Buddhist tantra originated in seventh century India and then spread into Tibet. The word "tantra" means "to weave through," a metaphor that touches upon the aspects of our deeper self expressed in all that we say or do. Although tantra has been shrouded in mystery and secrecy, the teachings are now being transmitted to a wider group of people then ever before. Many realized masters believe that this tradition has a great deal to say to those who long for a fuller and richer state of being.

Ray begins these 18 sessions with an overview of the six elements of Buddhist tantra. This provides a map for the journey. First is an emphasis upon direct experience. These teachings and meditations are not head trips but practices that speak to the feelings and intuition, two faculties that remain poorly developed in twenty-first century urban dwellers. Second, this path is non-theistic, emphasizing energies that lie within rather than outside of us.

Third, Buddhist tantra focuses on the body, which is seen as a temple of enlightenment. Sexuality and desire have their roles to play in tantric practice. The Buddhist saint Saraha once said: "Within my body are all the sacred places of the world and the most profound pilgrimage that I can ever make is within my own body." Fourth, the feminine is honored in this tradition, and both sexes strive to balance the masculine and the feminine energies within. Fifth, Buddhist tantra aims to awaken us to the sacredness of all life — the natural world, animals, and our communities. The entire world is alive, vibrant, and intelligent. And sixth, this path promotes an expansive nature of reality that goes far beyond the stunted limitations of the status quo.
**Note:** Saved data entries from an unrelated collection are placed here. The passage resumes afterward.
PR #1349, opened 2020-06-13
Handle authentication tokens returned from credential helpers.

### LINKED ISSUE #1348: Authentication tokens from credential helpers incorrectly used as passwords
### Description

The documentation for ```docker login``` at https://github.com/docker/docker-ce/blob/master/components/cli/docs/reference/commandline/login.md says:

> If the secret being stored is an identity token, the Username should be set to ```<token>```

Included on this eleven and one-quarter hour of material are six complete guided meditations on prana breathing, body awareness, abdominal breathing, earth breathing, and exploring the nature of awareness itself. Ray also presents practices for working with your subtle body to release karmic blockages and advanced practices for invoking the support of deities, spiritual energies, and eternal buddhas. Whether talking about the role of the spiritual teacher as "the dangerous friend" or elucidating the three commitments to self, others and the sacred world; Ray proves himself to be a sensitive interpreter of this ancient tradition.